Riprendo il discorso per inserirmi nel dibattito – suscitato dalla richiesta di occuparsi meno del papa e più della laicità e correttamente rilanciato dall’editoriale proprio su La cultura laica – sottolineando che Italialaica è il sito dei laici italiani e non il sito laico.

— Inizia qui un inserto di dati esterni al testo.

PR #844, opened 2026-08-12
Add approval UI for human-in-the-loop AI chat pauses

lochana-chathura:
## Purpose
$subject.

Fixes https://github.com/wso2/product-integrator/issues/2132

## Preview
https://github.com/user-attachments/assets/08c4793c-d171-4224-9101-3a6c9c4956a4

## Summary

- Add human-in-the-loop approval support to AI chat.
- Extend agent chat RPC contracts and clients with `submitDecision`.
- Handle pending approvals, decisions, repeated approval pauses, and final responses.
- Add `ApprovalCard` for individual or batch approval and rejection.
- Preserve approval state in chat history and disable chat input while approval is pending.

### DIFF
--- a/packages/ballerina-extension/src/rpc-managers/agent-chat/rpc-handler.ts
+++ b/packages/ballerina-extension/src/rpc-managers/agent-chat/rpc-handler.ts
@@ -32,7 +32,9 @@ import {
     getSessionInfo,
     getAvailableChatAgents,
     switchChatAgent,
-    SwitchAgentRequest
+    SwitchAgentRequest,
+    submitDecision,
+    SubmitDecisionRequest
 } from "@wso2/ballerina-core";
 import { Messenger } from "vscode-messenger";
 import { AgentChatRpcManager } from "./rpc-manager";
@@ -41,6 +43,7 @@ export function registerAgentChatRpcHandlers(messenger: Messenger) {
     const rpcManger = new AgentChatRpcManager();
     messenger.onRequest(getChatMessage, (args: ChatReqMessage) => rpcManger.getChatMessage(args));
     messenger.onNotification(abortChatRequest, () => rpcManger.abortChatRequest());
+    messenger.onRequest(submitDecision, (args: SubmitDecisionRequest) => rpcManger.submitDecision(args));
     messenger.onRequest(getTracingStatus, (params) => rpcManger.getTracingStatus(params));
     messenger.onNotification(showTraceView, (args: TraceInput) => rpcManger.showTraceView(args));
     messenger.onNotification(showSessionOverview, (args: SessionInput) => rpcManger.showSessionOverview(args));
--- a/packages/ballerina-extension/src/rpc-managers/agent-chat/rpc-manager.ts
+++ b/packages/ballerina-extension/src/rpc-managers/agent-chat/rpc-manager.ts
@@ -32,7 +32,11 @@ import {
     SessionInfoResponse,
     AvailableAgentsResponse,
     SwitchAgentRequest,
-    SwitchAgentResponse
+    SwitchAgentResponse,
+    SubmitDecisionRequest,
+    DecisionMessage,
+    HumanResponse,
+    PendingApprovalInfo
 } from "@wso2/ballerina-core";
 import * as vscode from 'vscode';
 import * as fs from 'fs';
@@ -81,7 +85,18 @@ export class AgentChatRpcManager implements AgentChatAPI {
                     payload,
                     this.currentAbortController.signal
                 );
-                if (response && response.message) {
+                if (response && response.pendingApproval) {
+                    const pendingApproval: PendingApprovalInfo = response.pendingApproval;
+
+                    this.addMessageToHistory(sessionId, {
+                        type: 'approval',
+                        text: '',
+                        isUser: false,
+                        pendingApproval
+                    });
+
+                    resolve({ message: '', pendingApproval } as ChatRespMessage);
+                } else if (response && response.message) {
                     // Find trace and extract tool calls and execution steps
                     const trace = this.findTraceForMessage(extension.agentChatContext.chatSessionId, params.message, response.message);
                     const executionSteps = trace ? this.extractExecutionSteps(trace) : undefined;
@@ -149,6 +164,100 @@ export class AgentChatRpcManager implements AgentChatAPI {
         AgentChatRpcManager.chatHistoryMap.get(sessionId)!.push(message);
     }
 
+    // Merges the decisions just submitted into whichever 'approval' history entry they belong
+    // to (a batch may be resolved across several submitDecision calls, one request at a time),
+    // so a later getChatHistory()/switchChatAgent() replay renders resolved requests collapsed
+    // rather than as if still pending.
+    private resolvePendingApprovalInHistory(sessionId: string, decisions: Record<string, HumanResponse>): void {
+        const history = AgentChatRpcManager.chatHistoryMap.get(sessionId);
+        if (!history) {
+            return;
+        }
+        const decidedIds = Object.keys(decisions);
+        for (let i = history.length - 1; i >= 0; i--) {
+            const entry = history[i];
+            if (entry.type !== 'approval' || !entry.pendingApproval) {
+                continue;
+            }
+            const belongsToThisBatch = entry.pendingApproval.requests.some(r => decidedIds.includes(r.id));
+            if (belongsToThisBatch) {
+                entry.decisions = { ...(entry.decisions || {}), ...decisions };
+                break;
+            }
+        }
+    }
+
+    // The dispatcher attaches `chat` and `decision` as sibling resources under the same
+    // service base path (see ai:Listener's ChatDispatcherService), and `chatEp` is always
+    // built ending in `/chat` (see buildChatEndpoint in features/tryit/activator.ts).
+    private toDecisionEndpoint(chatEp: string): string {
+        return chatEp.replace(/\/chat$/, '/decision');
+    }
+
+    async submitDecision(params: SubmitDecisionRequest): Promise<ChatRespMessage> {
+        return new Promise(async (resolve, reject) => {
+            try {
+                if (
+                    !extension.agentChatContext.chatEp || typeof extension.agentChatContext.chatEp !== 'string' ||
+                    !extension.agentChatContext.chatSessionId || typeof extension.agentChatContext.chatSessionId !== 'string'
+                ) {
+                    throw new Error('Invalid Agent Chat Context: Missing or incorrect ChatEP or ChatSessionID!');
+                }
+
+                const sessionId = extension.agentChatContext.chatSessionId;
+                const decisionEp = this.toDecisionEndpoint(extension.agentChatContext.chatEp);
+                const payload: DecisionMessage = { sessionId, decisions: params.decisions };
+
+                this.currentAbortController = new AbortController();
+                const response = await this.fetchTestData(decisionEp, payload, this.currentAbortController.signal);
+
+                this.resolvePendingApprovalInHistory(sessionId, params.decisions);
+
+                if (response && response.pendingApproval) {
+                    // The run resumed only to pause again (e.g. a further gated call surfaced
+                    // in the same turn), so this is a fresh batch, not a resolution of the last one.
+                    const pendingApproval: PendingApprovalInfo = response.pendingApproval;
+
+                    this.addMessageToHistory(sessionId, {
+                        type: 'approval',
+                        text: '',
+                        isUser: false,
+                        pendingApproval
+                    });
+
+                    resolve({ message: '', pendingApproval } as ChatRespMessage);
+                } else if (response && response.message) {
+                    const trace = this.findTraceForMessage(sessionId, '', response.message);
+                    const executionSteps = trace ? this.extractExecutionSteps(trace) : undefined;
+
+                    this.addMessageToHistory(sessionId, {
+                        type: 'message',
+                        text: response.message,
+                        isUser: false,
+                        traceId: trace?.traceId,
+                        executionSteps
+                    });
+
+                    resolve({
+                        message: response.message,
+                        traceId: trace?.traceId,
+                        executionSteps
+                    } as ChatRespMessage);
+                } else {
+                    reject(new Error("Invalid response format from the decision endpoint."));
+                }
+            } catch (error) {
+                const errorMessage =
+                    error && typeof error === "object" && "message" in error
+                        ? String(error.message)
+                        : "An unknown error occurred";
+                reject(new Error(errorMessage));
+            } finally {
+                this.currentAbortController = null;
+            }
+        });
+    }
+
     abortChatRequest(): void {
         if (this.currentAbortController) {
             this.currentAbortController.abort();
@@ -178,7 +287,21 @@ export class AgentChatRpcManager implements AgentChatAPI {
             });
 
             if (!response.ok) {
-                const errorData = await response.json();
+                const errorData: any = await response.json().catch(() => undefined);
+
+                // The dispatcher maps a paused run (ai:ApprovalRequiredError) to HTTP 403 with a
+                // structured `{ requests: ApprovalRequest[] }` body - not a real error, so surface
+                // it to the caller instead of throwing.
+                if (response.status === 403 && errorData && Array.isArray(errorData.requests)) {
+                    return { pendingApproval: { requests: errorData.requests } };
+                }
+
+                // A `decision` resume naming a session/id with nothing pending maps to 404/400
+                // with a stable `errorType` discriminator (ApprovalNotFoundError/UnknownApprovalIdError).
+                if (errorData?.errorType === 'ApprovalNotFoundError' || errorData?.errorType === 'UnknownApprovalIdError') {
+                    throw new Error(errorData.message || 'The pending approval could not be resumed.');
+                }
+
                 switch (response.status) {
                     case 400:
                         throw new Error("Bad Request: The server could not understand the request.");
--- a/packages/ballerina-extension/src/rpc-managers/agent-chat/rpc-manager.ts
+++ b/packages/ballerina-extension/src/rpc-managers/agent-chat/rpc-manager.ts
@@ -49,6 +49,9 @@ import { v4 as uuidv4 } from "uuid";
 import { updateChatSessionId } from "../../features/tryit/activator";
 
 export class AgentChatRpcManager implements AgentChatAPI {
+    // Shared by getChatMessage and submitDecision. Safe only because the UI serializes them -
+    // input stays disabled while an approval is pending, so the two never overlap. If that
+    // ever changes, give each operation its own controller.
     private currentAbortController: AbortController | null = null;
     // Store chat history per session ID
     private static chatHistoryMap: Map<string, ChatHistoryMessage[]> = new Map();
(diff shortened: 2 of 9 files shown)


packages/ballerina-visualizer/src/views/AgentChatPanel/Components/ChatInterface.tsx
```diff
@@ -529,6 +557,10 @@ const ChatInterface: React.FC = () => {
     // Check if we have any traces (to enable/disable Session Traces button)
     const hasTraces = messages.some(msg => !msg.isUser && msg.traceId);
 
+    // Block free-text input while the latest turn is an unresolved approval request
+    const lastMessage = messages[messages.length - 1];
+    const isApprovalPending = !!lastMessage && isApprovalUnresolved(lastMessage);
+
```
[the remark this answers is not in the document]
lochana-chathura: Fixed in [1ad63f6](https://github.com/ballerina-platform/ballerina-vscode/pull/844/commits/1ad63f662b0ae3ac16f13b123a0bb65f15a4df7b)

packages/ballerina-visualizer/src/views/AgentChatPanel/Components/ChatInterface.tsx
```diff
@@ -750,6 +771,68 @@ const ChatInterface: React.FC = () => {
...
+                    ...prev,
+                    {
+                        type: ChatMessageType.MESSAGE,
+                        text: response.message,
+                        isUser: false,
+                        traceId: response.traceId,
+                        executionSteps: response.executionSteps
+                    },
+                ]);
+            }
```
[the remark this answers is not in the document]
lochana-chathura: Fixed in [1ad63f6](https://github.com/ballerina-platform/ballerina-vscode/pull/844/commits/1ad63f662b0ae3ac16f13b123a0bb65f15a4df7b)

packages/ballerina-extension/src/rpc-managers/agent-chat/rpc-handler.ts
```diff
@@ -41,6 +43,7 @@ export function registerAgentChatRpcHandlers(messenger: Messenger) {
     const rpcManger = new AgentChatRpcManager();
     messenger.onRequest(getChatMessage, (args: ChatReqMessage) => rpcManger.getChatMessage(args));
     messenger.onNotification(abortChatRequest, () => rpcManger.abortChatRequest());
+    messenger.onRequest(submitDecision, (args: SubmitDecisionRequest) => rpcManger.submitDecision(args));
```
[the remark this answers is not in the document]
lochana-chathura: this is quite complicated. Not going to address in this PR

packages/ballerina-visualizer/src/views/AgentChatPanel/Components/ChatInterface.tsx
```diff
@@ -750,6 +779,85 @@ const ChatInterface: React.FC = () => {
...
+
+            console.error("Submit decision error:", error);
+
+            setMessages((prev) => [...prev, {
+                type: ChatMessageType.ERROR,
+                text: errorMessage,
+                isUser: false,
+                traceId,
+                executionSteps
+            }]);
```
dan-niles, line 865: This part is duplicated from `handleSendMessage` function in this same file. Can we refactor to avoid duplication?

dan-niles (commented):
LGTM!

Just as a side note, we could add a dedicated view for `resolve_human_approval` spans in the dev tracing UI in the future as well. No need to include it in this PR. We can track in a seperate issue and do it later.

image

packages/ballerina-visualizer/src/views/AgentChatPanel/Components/ChatInterface.tsx
lochana-chathura: Addressed in 7482d4d

dan-niles (dismissed):

packages/ballerina-extension/src/rpc-managers/agent-chat/rpc-manager.ts
```diff
@@ -149,6 +164,100 @@ export class AgentChatRpcManager implements AgentChatAPI {
...
+                    this.addMessageToHistory(sessionId, {
+                        type: 'approval',
+                        text: '',
+                        isUser: false,
+                        pendingApproval
+                    });
+
+                    resolve({ message: '', pendingApproval } as ChatRespMessage);
+                } else if (response && response.message) {
+                    const trace = this.findTraceForMessage(sessionId, '', response.message);
```
NipunaRanasinghe, line 238: Passing `''` as the user message defeats the matching inside `findTraceForMessage`. It does:

```ts
const inputMatches = inputMessages && inputMessages.includes(userMessage);
```

and `String.prototype.includes('')` is always true, so the first `invoke_agent` span with the right session id matches and the function returns immediately — before `outputMatches` is even considered. In effect this returns "the most recent trace for this session" rather than the trace for this response.

Usually that's the right trace, but not always: if the resumed run's trace hasn't been exported yet, this attaches the *previous* turn's `traceId` to the resumed reply, and "View Trace" then opens the wrong trace.

Since you do have `response.message` here, matching on the output alone would be correct. Guarding the input branch would do it:

```ts
const inputMatches = userMessage && inputMessages && inputMessages.includes(userMessage);
```

packages/ballerina-extension/src/rpc-managers/agent-chat/rpc-manager.ts
```diff
@@ -149,6 +164,100 @@ export class AgentChatRpcManager implements AgentChatAPI {
...
+                }
+
+                const sessionId = extension.agentChatContext.chatSessionId;
+                const decisionEp = this.toDecisionEndpoint(extension.agentChatContext.chatEp);
+                const payload: DecisionMessage = { sessionId, decisions: params.decisions };
+
+                this.currentAbortController = new AbortController();
+                const response = await this.fetchTestData(decisionEp, payload, this.currentAbortController.signal);
+
+                this.resolvePendingApprovalInHistory(sessionId, params.decisions);
```
NipunaRanasinghe: This marks the decisions resolved in history as soon as the fetch returns, before the response shape has been checked. If the response is neither a `pendingApproval` nor a `message`, the `else` at the bottom rejects — but history already says resolved.

The webview only merges decisions into its own message on success, so at that point the two disagree: the UI shows an error with the card still pending (correctly), while the extension's history says the batch was decided. Switch agents and back, and the replayed card renders collapsed as if the decision went through — when it never did.

Moving this call into the two success branches would keep the extension's history and the webview in step.

packages/ballerina-extension/src/rpc-managers/agent-chat/rpc-manager.ts
```diff
@@ -149,6 +164,100 @@ export class AgentChatRpcManager implements AgentChatAPI {
...
+                break;
+            }
+        }
+    }
+
+    // The dispatcher attaches `chat` and `decision` as sibling resources under the same
+    // service base path (see ai:Listener's ChatDispatcherService), and `chatEp` is always
+    // built ending in `/chat` (see buildChatEndpoint in features/tryit/activator.ts).
+    private toDecisionEndpoint(chatEp: string): string {
+        return chatEp.replace(/\/chat$/, '/decision');
```
NipunaRanasinghe, line 200: If `chatEp` ever doesn't end in `/chat` — a trailing slash, a query string, or `buildChatEndpoint` changing shape — `replace` is a no-op and returns the chat endpoint unchanged. The `DecisionMessage` then gets POSTed to `/chat`, where it's a malformed chat request rather than an obvious wiring bug, so the failure surfaces as a confusing chat error.

The comment documents the invariant, which is good, but it'd be better enforced than assumed:

```ts
if (!chatEp.endsWith('/chat')) {
    throw new Error(`Unexpected chat endpoint shape: ${chatEp}`);
}
```

packages/ballerina-extension/src/rpc-managers/agent-chat/rpc-manager.ts
```diff
@@ -149,6 +164,100 @@ export class AgentChatRpcManager implements AgentChatAPI {
...
+                    } as ChatRespMessage);
+                } else {
+                    reject(new Error("Invalid response format from the decision endpoint."));
+                }
+            } catch (error) {
+                const errorMessage =
+                    error && typeof error === "object" && "message" in error
+                        ? String(error.message)
+                        : "An unknown error occurred";
+                reject(new Error(errorMessage));
```
NipunaRanasinghe: Two differences from `getChatMessage`'s catch that look unintentional:

It doesn't call `addMessageToHistory` with an `'error'` entry. The webview does render the error, but it's never recorded, so switching agents and back makes it disappear while the still-pending card remains — the user loses the only explanation for why the card didn't resolve.

It also rejects with a bare message rather than the `JSON.stringify({ message, traceInfo })` envelope. `parseAgentError` falls back gracefully, so nothing breaks, but a failed decision can't carry a traceId the way a failed chat can.

packages/ballerina-extension/src/rpc-managers/agent-chat/rpc-manager.ts
```diff
@@ -149,6 +164,100 @@ export class AgentChatRpcManager implements AgentChatAPI {
...
+                    !extension.agentChatContext.chatSessionId || typeof extension.agentChatContext.chatSessionId !== 'string'
+                ) {
+                    throw new Error('Invalid Agent Chat Context: Missing or incorrect ChatEP or ChatSessionID!');
+                }
+
+                const sessionId = extension.agentChatContext.chatSessionId;
+                const decisionEp = this.toDecisionEndpoint(extension.agentChatContext.chatEp);
+                const payload: DecisionMessage = { sessionId, decisions: params.decisions };
+
+                this.currentAbortController = new AbortController();
```
NipunaRanasinghe, line 217: `currentAbortController` is now shared between `getChatMessage` and `submitDecision`. Assigning here overwrites whatever a chat request stored, and the `finally` nulls it unconditionally — so if the two ever overlap, `abortChatRequest()` aborts the wrong one or nothing at all.

The UI does keep them apart today (the input is disabled while an approval is pending), so I don't think it's reachable. Worth a line saying that's why one controller is enough, or one field per operation if you'd rather not depend on the UI for it.

packages/ballerina-visualizer/src/views/AgentChatPanel/Components/ChatInterface.tsx
```diff
@@ -525,10 +553,20 @@ const ChatInterface: React.FC = () => {
...
+    const sessionTokenRef = useRef(0);
 
     // Check if we have any traces (to enable/disable Session Traces button)
     const hasTraces = messages.some(msg => !msg.isUser && msg.traceId);
 
+    // Block free-text input while any turn has an unresolved approval request. Scanning the
+    // whole list (not just the last message) matters because a failed decision submission
+    // appends an error message after the approval card, which would otherwise become
+    // `lastMessage` and incorrectly report nothing pending.
+    const isApprovalPending = messages.some(isApprovalUnresolved);
```
NipunaRanasinghe, line 573: This can leave the chat permanently unusable. If a pending approval can no longer be resumed — the service restarted, the run timed out — history replays the card as unresolved, `isApprovalPending` stays true, and the input is disabled. Submitting a decision returns `ApprovalNotFoundError`, which you handle, but handling it just appends an error; the card stays pending, so the input stays disabled. There's no way out except Clear Chat, which isn't obviously the remedy from the user's point of view.

Since you already recognise `ApprovalNotFoundError`/`UnknownApprovalIdError` specifically, you have what you need to treat it as terminal — mark that batch resolved (or otherwise dismissable) so the conversation unblocks, and say why in the error text.

packages/ballerina-visualizer/src/views/AgentChatPanel/Components/ChatInterface.tsx
```diff
@@ -694,49 +716,114 @@ const ChatInterface: React.FC = () => {
...
+
+            if (sessionTokenRef.current !== requestToken) {
+                return;
+            }
+
+            setMessages((prev) => {
+                const updated = [...prev];
+                const target = updated[msgIndex];
+                if (target) {
+                    updated[msgIndex] = { ...target, decisions: { ...(target.decisions || {}), ...decisions } };
```
NipunaRanasinghe: Using the array index as the identity of the approval message works right now, because everything that mutates `messages` between the click and the response either appends (indices stay valid) or replaces the whole array behind a session-token bump. But it's held together by those two facts rather than by anything local, and the `if (target)` guard means a mismatch writes the decisions nowhere and fails silently.

Matching on the request ids you already have would be self-evidently correct and wouldn't care about ordering:

```ts
const ids = Object.keys(decisions);
updated.findIndex(m => m.pendingApproval?.requests.some(r => ids.includes(r.id)))
```

packages/ballerina-visualizer/src/views/AgentChatPanel/Components/ChatInterface.tsx
```diff
@@ -694,49 +716,114 @@ const ChatInterface: React.FC = () => {
...
+
+    const handleSendMessage = async (text: string) => {
+        if (!text.trim()) return;
+
+        setMessages((prev) => [...prev, { type: ChatMessageType.MESSAGE, text, isUser: true }]);
+        setIsLoading(true);
+
+        try {
+            const chatResponse = await rpcClient.getAgentChatRpcClient().getChatMessage({ message: text });
+            appendAgentResponse(chatResponse);
```
NipunaRanasinghe, line 792: `handleApprovalDecision` captures `sessionTokenRef` and drops a response that arrives after a session change, but `handleSendMessage` doesn't — so a chat reply that lands after the user switched agents still gets appended to the new session's transcript.

That's a pre-existing gap rather than something this PR introduces, but the PR is what adds the mechanism to fix it, and the two handlers now sitting side by side with different guarantees invites the reader to assume both are covered. Applying the same token check here would be a couple of lines.

packages/ballerina-visualizer/src/views/AgentChatPanel/Components/ApprovalCard.tsx
```diff
@@ -0,0 +1,389 @@
...
+}
+
+export const ApprovalCard: React.FC<ApprovalCardProps> = ({ requests, decisions, onSubmit }) => {
+    const [expandedArgs, setExpandedArgs] = useState<Record<string, boolean>>({});
+    const [rejectingId, setRejectingId] = useState<string | null>(null);
+    const [reasonText, setReasonText] = useState("");
+    const [submitting, setSubmitting] = useState(false);
+
+    const pendingRequests = requests.filter(r => !decisions?.[r.id]);
+    const isFullyResolved = pendingRequests.length === 0;
```
NipunaRanasinghe: `pendingRequests.length === 0` is also true when `requests` is empty, which takes the collapsed-summary branch and renders an empty bordered card with nothing in it.

Shouldn't happen if the service never sends an empty batch, but it costs one condition to be sure:

```ts
const isFullyResolved = requests.length > 0 && pendingRequests.length === 0;
```

and an early `if (!requests.length) return null;` would cover it even more directly.

lochana-chathura: Added extra guard as suggested

packages/ballerina-visualizer/src/views/AgentChatPanel/Components/ChatInterface.tsx
lochana-chathura: Added the same session token check here that handleApprovalDecision already had, so a late reply after switching agents gets dropped instead of appended to the wrong session.

packages/ballerina-visualizer/src/views/AgentChatPanel/Components/ChatInterface.tsx
lochana-chathura: Switched to matching the approval message by request id instead of array index

packages/ballerina-extension/src/rpc-managers/agent-chat/rpc-manager.ts
lochana-chathura: Added a comment explaining why one controller is fine today

packages/ballerina-extension/src/rpc-managers/agent-chat/rpc-manager.ts
lochana-chathura: Updated the catch block to match `getChatMessage`: it now records an error entry in history and rejects with the same `{message, traceInfo}` envelope so `parseAgentError` behaves consistently.

packages/ballerina-extension/src/rpc-managers/agent-chat/rpc-manager.ts
lochana-chathura: Added a check that throws if `chatEp` doesn't end in /chat, so a shape change fails loudly instead of quietly posting to the wrong endpoint.

packages/ballerina-extension/src/rpc-managers/agent-chat/rpc-manager.ts
lochana-chathura: Moved `resolvePendingApprovalInHistory` into the two success branches instead of calling it right after the fetch. Now history only gets updated once we know the response shape is valid.

packages/ballerina-extension/src/rpc-managers/agent-chat/rpc-manager.ts
lochana-chathura: Fixed by guarding the input match on a non-empty userMessage in findTraceForMessage, so an empty string can no longer match everything.

packages/ballerina-visualizer/src/views/AgentChatPanel/Components/ChatInterface.tsx
lochana-chathura: Added a "Dismiss" link on the approval card that appears once a decision submission has failed at least once. Clicking it marks that card resolved locally so the chat input unblocks, without the user having to Clear Chat. The card otherwise stays fully interactive after a failure so retries (e.g. approving one item, then resolving the rest in a second round) keep working normally.

packages/ballerina-visualizer/src/views/AgentChatPanel/Components/ChatInterface.tsx
```diff
@@ -750,6 +811,79 @@ const ChatInterface: React.FC = () => {
...
+    const handleDismissApproval = (requestIds: string[]) => {
+        setMessages((prev) => {
+            const updated = [...prev];
+            const targetIndex = findApprovalMessageIndex(updated, requestIds);
+            if (targetIndex !== -1) {
+                updated[targetIndex] = { ...updated[targetIndex], unresolvable: true };
+            }
+            return updated;
+        });
+    };
```
NipunaRanasinghe, line 885: The Dismiss affordance is a good answer to the dead-end, but it only holds until the next history replay, which is the case that motivated it.

`unresolvable` is set here in webview state only — nothing tells the extension, so it's never written into `AgentChatRpcManager.chatHistoryMap`. Switch agents and back (or anything else that re-runs `getChatHistory`/`switchChatAgent`) and `toChatMessage` reads `unresolvable: undefined`, the card renders unresolved again, `isApprovalPending` goes true, and the input is disabled again.

Getting the Dismiss link back then needs another failed submission, because `hasFailed` is also component-local and resets when `ApprovalCard` remounts. So the escape hatch is there, but it doesn't stick — and a stale approval that can never be resumed is exactly the scenario where the user is most likely to switch away and come back.

You've already plumbed `unresolvable` through `ChatHistoryMessage` and `toChatMessage`, so the read side is done; it's the write side that's missing. A small RPC to mark the batch dismissed in the extension's history would close it. If keeping it session-only is deliberate, then the field on `ChatHistoryMessage` is misleading as written — worth saying in the comment that it never round-trips.

NipunaRanasinghe (approved):

dan-niles (approved):
LGTM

Nel mio libro “Contaminazioni. Un percorso di laicità fuori dai templi delle ideologie e delle religioni” propongo proprio di tener conto che di laicità si deve parlare in termini nuovi dai tempi in cui il “pensiero laico” ha conquistato una sua piena autonomia dalla religione e filosofia e scienza si sono affrancate dalla teologia. Questa sua origine ha qualificato la cultura della laicità in rapporto proprio alla religione non favorendo il suo rinnovamento quando, nel secolo scorso, ideologia non ha più significato solo una corrente filosofica – les idéologes – ma una forma inedita di coinvolgimento delle masse in una visone del mondo totalizzane, in genere in una prospettiva rivoluzionaria. Non c’era Dio, ma c’erano nuovi assoluti Classe, Razza, Partito, Capo come ingredienti di una religione dell’immanenza: l’ideologia. Generata anch’essa da filosofie che pur avevano prodotto laicità. Anche quando non raggiungono i caratteri dogmatici e persecutori del Diamat staliniano o del nazismo hitleriano, le ideologie creano forti identità individuali e collettive, generano eresie e conseguenti scomuniche, gerarchie e liturgie, proprio come le religioni.

Non a caso il loro successo dall’Europa alla Cina aveva aggravato la crisi della religione sempre più individuata come alienazione, spesso anche dai credenti, molti dei quali, protestanti e cattolici, cominciarono a riscoprire la distinzione fra fede e religione proposta da Dietrich Bonhöffer, teologo luterano vittima dei nazisti. Non mancavano eccezioni. In America latina la Teologia della liberazione ha ispirato l’opposizione e la reazione non violenta alle dittature in quei Paesi restati estranei alla stagione dl’Illuminismo. In Italia il partito d’ispirazione cristiana ha mantenuto la sua egemonia grazie alla fedele alleanza con i partiti cosiddetti laici, ispirati al liberalismo, al mazzinianesimo, alla socialdemocrazia, emarginando quel partito comunista che, pur ispirato all’ateismo marxista, non aveva esitato ad appoggiarlo nel voto sull’articolo 7 della Costituzione.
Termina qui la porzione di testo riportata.